LONDON — The newly launched label Borgo de Nor has been rapidly garnering the attention of global retailers who are buzzing about its colorful printed summer dresses.
The brand was launched by two fashion industry veterans: Joana de Noronha, founder of the London-based sales showroom Barefoot Chic, which represents luxury resort and swimwear labels, and Carmen Borgonovo, a consultant and stylist who previously held editorial roles at WWD, W Magazine and Harper’s Bazaar.
The first collection was introduced for spring 2017 at retailers including Browns, Matchesfashion.com, Net-a-porter and Moda Operandi, as well as a number of brick-and-mortar stores such as the Webster in Miami, Kirna Zabete in New York and Tsum in Russia.
Borgo de Nor is all about bold, custom-made prints — and sometimes multiple layers of prints — inspired by art and dresses that blur the lines between ready-to-wear and resortwear. The loose, fluid silhouettes are also a signature.
Noronha said she felt launching her own label was a natural next step after setting up her showroom business: “I always thought that after you develop a sales platform, the next step is to capitalize on that with your own brand. I had a very chic resortwear brand in mind, but it then developed into ready-to-wear.”

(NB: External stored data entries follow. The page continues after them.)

PR #1029, opened 2025-06-25
Fixes #38533 - Drop evr extension first when resetting data

evgeni:
Under certain circumstances (12-to-13 upgraded remote DB),
`DROP OWNED BY CURRENT_USER CASCADE;` fails with "cannot drop type evr_t
because extension evr requires it" because it tries to drop the type
before the extension. However, dropping the extension using
`DROP EXTENSION IF EXISTS evr CASCADE;` works just fine and then the
"DROP OWNED" works too.

### DIFF
--- a/hooks/pre/10-reset_data.rb
+++ b/hooks/pre/10-reset_data.rb
@@ -28,7 +28,9 @@ end
 
 # WARNING: deletes all the data owned by the user. No warnings. No confirmations.
 def empty_database!(config)
+  drop_evr_statement = 'DROP EXTENSION IF EXISTS evr CASCADE;'
   delete_statement = 'DROP OWNED BY CURRENT_USER CASCADE;'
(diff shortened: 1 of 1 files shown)


ekohl (commented):
You can pass mutiple statements in a single exec. Would that be better or worse?

evgeni:
You mean something like `execute!(pg_sql_statement(drop_evr_statement + delete_statement), false, true, pg_env(config))`?
In the happy case it'd be "better" (we saved 0.00001µs execution time), in the error case you get a less readable output of what failed, which is IMHO worse.

ekohl (approved):
I was thinking about connection reliability as well in case it's networked, but I suppose that's negligible compared to the better output when something does fail for other reasons.

ekohl (changes requested):
Since it's a bugfix, I am tempted to add a Redmine issue so we have a changelog.

evgeni:
Redmine added.

ekohl (approved):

Borgonovo drew on her editorial background to create a vision for the brand and define who the Borgo de Nor woman is. “I have been noticing there is a niche in the market for statement dresses that are below the 1,000 pounds mark,” she said. “So the idea was to create bold statement dresses and allow the customer to always be able to come back to the brand to buy a second or third dress and eventually create a wardrobe with some of these dresses.”
As for the customer, Borgonovo and Noronha said they have seen traction from women of different backgrounds and ages, with customers ranging from 20 to 60 years old.
They describe their customer as “somebody who doesn’t look like she has ever made much effort to dress up, but she always looks incredible because she has this inherent class,” Borgonovo said. “She also travels off the beaten track. She doesn’t always go to the obvious places, she’ll go to Greece but will choose Symi rather than Mykonos. She’s got an intellectual side to her, a woman who’s well-read, well-traveled and well-educated.”
The idea for a summer-focused collection was a natural one for both founders. “Joana is Portuguese, I’m from El Salvador and we love color and this type of product. I always spend way too much money in the summer when I shouldn’t because in London we have it for three months,” Borgonovo said.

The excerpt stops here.